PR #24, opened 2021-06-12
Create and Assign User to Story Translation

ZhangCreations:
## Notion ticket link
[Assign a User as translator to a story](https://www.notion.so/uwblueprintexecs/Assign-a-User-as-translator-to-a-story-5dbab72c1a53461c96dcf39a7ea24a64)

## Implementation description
* * *
What you need to do — All of the records are to be reproduced exactly as they were given.

Expected answer —
PR #24, opened 2021-06-12
Create and Assign User to Story Translation

ZhangCreations:
## Notion ticket link
[Assign a User as translator to a story](https://www.notion.so/uwblueprintexecs/Assign-a-User-as-translator-to-a-story-5dbab72c1a53461c96dcf39a7ea24a64)

## Implementation description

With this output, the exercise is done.